> **Data records**:

PR #438, opened 2017-08-02
Update plugins' configuration

chanagershom:
This PR relates to updates relating to moving the configuration information higher on the page for each plugin, and providing the necessary information for working with the secrets store. In addition, general updates, relating to formatting has also been applied. Happy reading!


content/plugins/gcp.md
```diff
@@ -278,7 +304,7 @@ mx:
 
 {{< /gsHighlight >}}
 
-The DNSRecord type can be connected to an instance or directly to an IP. In this case the (associated) public IP will be added to the list of resources.
+The DNSRecord type can be connected to an instance, or directly to an IP address. In the case of an IP address, the (associated) public IP is added to the list of resources.
```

> **Exercise instructions**:
Find how many lines in the material above contain "configuration", and answer with that number only.

> **Solved problem**:
2